In total, how many lines of the data contain the word "opened"? Only that number is wanted.

Listed entries Block Start

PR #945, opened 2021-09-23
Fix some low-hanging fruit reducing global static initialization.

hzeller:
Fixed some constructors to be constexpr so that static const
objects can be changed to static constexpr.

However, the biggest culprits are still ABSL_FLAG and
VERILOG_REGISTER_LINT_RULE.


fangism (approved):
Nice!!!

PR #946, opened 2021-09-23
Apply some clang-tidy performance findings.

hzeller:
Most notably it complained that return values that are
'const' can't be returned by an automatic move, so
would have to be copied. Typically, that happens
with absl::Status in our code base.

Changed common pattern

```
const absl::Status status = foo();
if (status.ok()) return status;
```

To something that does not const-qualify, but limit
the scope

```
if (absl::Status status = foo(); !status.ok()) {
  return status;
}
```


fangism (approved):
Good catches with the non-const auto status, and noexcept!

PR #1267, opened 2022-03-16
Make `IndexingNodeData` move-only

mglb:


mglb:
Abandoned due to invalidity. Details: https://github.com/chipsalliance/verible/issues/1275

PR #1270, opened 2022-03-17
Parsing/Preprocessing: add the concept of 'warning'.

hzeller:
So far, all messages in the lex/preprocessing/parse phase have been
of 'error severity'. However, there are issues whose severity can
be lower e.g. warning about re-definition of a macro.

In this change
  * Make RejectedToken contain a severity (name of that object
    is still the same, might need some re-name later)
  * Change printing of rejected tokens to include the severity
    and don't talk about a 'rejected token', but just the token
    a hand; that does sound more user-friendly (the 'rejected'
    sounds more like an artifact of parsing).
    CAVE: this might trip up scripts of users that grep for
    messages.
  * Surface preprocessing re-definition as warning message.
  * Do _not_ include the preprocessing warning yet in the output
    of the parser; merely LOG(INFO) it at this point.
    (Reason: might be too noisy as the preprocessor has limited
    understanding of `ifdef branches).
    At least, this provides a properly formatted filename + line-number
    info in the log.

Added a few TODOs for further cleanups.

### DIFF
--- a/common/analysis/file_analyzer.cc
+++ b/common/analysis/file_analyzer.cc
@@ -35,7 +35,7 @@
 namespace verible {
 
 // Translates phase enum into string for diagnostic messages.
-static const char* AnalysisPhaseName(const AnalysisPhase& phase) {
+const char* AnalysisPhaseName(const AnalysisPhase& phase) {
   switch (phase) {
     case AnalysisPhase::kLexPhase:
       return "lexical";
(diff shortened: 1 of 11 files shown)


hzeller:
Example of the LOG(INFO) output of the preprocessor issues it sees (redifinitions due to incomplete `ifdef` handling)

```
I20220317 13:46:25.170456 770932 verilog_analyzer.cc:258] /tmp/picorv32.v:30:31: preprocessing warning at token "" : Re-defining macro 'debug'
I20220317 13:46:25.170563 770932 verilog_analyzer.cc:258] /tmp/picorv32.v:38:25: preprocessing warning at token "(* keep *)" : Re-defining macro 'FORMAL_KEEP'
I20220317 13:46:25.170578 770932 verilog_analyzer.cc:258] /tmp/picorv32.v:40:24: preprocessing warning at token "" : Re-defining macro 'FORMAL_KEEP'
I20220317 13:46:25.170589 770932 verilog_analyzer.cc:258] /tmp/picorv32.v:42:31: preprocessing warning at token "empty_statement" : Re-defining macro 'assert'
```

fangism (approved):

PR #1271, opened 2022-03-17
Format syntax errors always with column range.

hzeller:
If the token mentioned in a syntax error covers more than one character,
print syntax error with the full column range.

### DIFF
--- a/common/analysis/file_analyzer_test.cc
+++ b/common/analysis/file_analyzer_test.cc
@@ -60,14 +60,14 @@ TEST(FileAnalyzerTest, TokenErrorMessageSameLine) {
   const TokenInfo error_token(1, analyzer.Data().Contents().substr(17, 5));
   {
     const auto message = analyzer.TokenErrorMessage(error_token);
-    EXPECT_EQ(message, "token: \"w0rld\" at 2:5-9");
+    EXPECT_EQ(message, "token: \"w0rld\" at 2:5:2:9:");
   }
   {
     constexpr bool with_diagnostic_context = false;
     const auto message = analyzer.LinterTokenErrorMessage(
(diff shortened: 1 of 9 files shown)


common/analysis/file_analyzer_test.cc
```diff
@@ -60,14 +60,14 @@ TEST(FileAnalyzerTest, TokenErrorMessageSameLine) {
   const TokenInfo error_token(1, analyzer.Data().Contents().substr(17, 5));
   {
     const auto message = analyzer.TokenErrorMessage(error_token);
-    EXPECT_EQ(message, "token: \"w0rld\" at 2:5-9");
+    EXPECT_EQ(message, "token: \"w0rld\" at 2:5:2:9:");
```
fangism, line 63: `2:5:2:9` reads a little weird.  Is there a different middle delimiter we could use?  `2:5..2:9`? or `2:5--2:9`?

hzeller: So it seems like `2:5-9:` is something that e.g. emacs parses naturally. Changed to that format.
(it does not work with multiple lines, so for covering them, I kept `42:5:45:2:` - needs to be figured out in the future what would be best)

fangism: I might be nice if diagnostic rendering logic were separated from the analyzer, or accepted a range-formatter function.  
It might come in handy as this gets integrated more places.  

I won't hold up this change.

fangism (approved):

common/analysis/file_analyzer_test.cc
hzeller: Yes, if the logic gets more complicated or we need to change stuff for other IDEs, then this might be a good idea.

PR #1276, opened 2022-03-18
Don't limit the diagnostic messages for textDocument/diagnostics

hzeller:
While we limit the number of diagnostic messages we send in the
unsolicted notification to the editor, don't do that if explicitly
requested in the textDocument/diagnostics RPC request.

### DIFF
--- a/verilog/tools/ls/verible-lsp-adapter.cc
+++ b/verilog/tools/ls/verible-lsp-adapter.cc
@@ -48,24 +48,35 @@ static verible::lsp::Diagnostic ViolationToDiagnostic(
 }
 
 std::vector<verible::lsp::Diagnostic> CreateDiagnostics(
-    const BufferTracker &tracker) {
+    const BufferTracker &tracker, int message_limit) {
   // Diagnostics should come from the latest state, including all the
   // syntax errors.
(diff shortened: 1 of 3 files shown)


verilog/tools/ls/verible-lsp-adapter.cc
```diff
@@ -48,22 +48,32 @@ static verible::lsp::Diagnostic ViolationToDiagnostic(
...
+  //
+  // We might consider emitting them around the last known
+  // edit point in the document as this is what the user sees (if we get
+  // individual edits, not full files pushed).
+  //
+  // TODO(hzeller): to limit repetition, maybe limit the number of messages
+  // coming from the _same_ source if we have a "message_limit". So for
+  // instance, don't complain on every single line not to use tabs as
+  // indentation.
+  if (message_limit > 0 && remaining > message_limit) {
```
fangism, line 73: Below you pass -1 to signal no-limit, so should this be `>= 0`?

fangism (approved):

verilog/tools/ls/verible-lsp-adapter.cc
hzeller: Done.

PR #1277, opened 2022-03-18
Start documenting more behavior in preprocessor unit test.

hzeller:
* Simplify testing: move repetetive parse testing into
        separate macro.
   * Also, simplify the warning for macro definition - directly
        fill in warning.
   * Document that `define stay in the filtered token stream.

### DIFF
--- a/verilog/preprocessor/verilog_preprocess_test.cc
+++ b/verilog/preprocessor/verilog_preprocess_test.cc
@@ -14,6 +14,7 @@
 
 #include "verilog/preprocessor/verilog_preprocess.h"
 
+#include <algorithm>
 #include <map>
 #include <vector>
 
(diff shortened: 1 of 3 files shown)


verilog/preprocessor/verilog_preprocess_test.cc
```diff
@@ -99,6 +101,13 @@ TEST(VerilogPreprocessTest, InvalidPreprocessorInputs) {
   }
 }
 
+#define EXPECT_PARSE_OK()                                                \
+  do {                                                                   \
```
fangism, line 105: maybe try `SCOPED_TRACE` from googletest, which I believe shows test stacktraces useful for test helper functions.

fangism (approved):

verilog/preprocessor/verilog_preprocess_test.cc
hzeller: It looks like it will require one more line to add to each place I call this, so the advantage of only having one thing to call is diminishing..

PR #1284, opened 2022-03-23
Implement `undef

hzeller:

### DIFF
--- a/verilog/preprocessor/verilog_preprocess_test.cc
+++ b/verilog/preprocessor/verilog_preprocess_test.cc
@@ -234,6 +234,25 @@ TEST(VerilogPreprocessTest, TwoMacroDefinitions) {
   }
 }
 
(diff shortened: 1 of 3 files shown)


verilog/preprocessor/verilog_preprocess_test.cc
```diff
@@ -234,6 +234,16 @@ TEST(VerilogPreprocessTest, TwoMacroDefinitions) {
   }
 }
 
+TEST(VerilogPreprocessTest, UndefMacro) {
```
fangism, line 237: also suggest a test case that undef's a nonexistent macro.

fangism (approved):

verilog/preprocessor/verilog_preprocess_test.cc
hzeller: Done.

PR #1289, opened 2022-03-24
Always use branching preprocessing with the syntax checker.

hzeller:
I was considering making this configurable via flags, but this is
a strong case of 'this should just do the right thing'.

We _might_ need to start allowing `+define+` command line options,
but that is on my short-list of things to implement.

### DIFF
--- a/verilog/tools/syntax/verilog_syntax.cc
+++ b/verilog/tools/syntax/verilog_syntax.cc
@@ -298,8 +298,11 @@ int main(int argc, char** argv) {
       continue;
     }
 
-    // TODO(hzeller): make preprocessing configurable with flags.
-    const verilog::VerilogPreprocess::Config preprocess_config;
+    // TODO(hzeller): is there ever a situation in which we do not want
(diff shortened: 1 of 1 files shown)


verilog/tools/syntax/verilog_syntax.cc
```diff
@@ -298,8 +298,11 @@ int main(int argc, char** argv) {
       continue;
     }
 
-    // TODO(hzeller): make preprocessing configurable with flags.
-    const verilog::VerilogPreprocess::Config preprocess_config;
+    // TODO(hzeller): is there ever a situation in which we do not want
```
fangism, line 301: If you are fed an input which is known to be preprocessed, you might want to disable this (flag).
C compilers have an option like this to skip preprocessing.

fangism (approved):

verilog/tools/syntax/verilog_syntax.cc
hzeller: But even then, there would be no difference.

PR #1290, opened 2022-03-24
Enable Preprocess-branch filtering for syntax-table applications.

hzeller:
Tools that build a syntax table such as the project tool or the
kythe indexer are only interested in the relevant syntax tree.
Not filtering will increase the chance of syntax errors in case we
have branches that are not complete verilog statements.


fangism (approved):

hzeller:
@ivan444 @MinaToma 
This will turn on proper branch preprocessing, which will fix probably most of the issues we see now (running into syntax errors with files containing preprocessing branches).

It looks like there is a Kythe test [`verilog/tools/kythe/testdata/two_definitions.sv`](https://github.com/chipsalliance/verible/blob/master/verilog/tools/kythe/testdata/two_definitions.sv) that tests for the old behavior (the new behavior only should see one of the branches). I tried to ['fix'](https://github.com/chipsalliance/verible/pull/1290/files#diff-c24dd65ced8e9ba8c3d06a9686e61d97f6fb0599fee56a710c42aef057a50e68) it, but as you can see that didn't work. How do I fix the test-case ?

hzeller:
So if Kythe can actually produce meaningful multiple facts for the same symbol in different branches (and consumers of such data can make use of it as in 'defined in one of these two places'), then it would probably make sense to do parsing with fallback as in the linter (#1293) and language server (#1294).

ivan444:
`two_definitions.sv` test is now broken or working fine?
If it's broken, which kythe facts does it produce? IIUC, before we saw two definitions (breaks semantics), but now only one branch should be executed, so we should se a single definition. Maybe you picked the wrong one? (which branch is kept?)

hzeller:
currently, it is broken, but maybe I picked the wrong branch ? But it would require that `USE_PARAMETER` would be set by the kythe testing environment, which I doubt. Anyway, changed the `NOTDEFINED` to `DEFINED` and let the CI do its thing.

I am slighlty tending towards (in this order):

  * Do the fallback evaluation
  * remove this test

Listed entries Block End

- **Output for this exercise**
10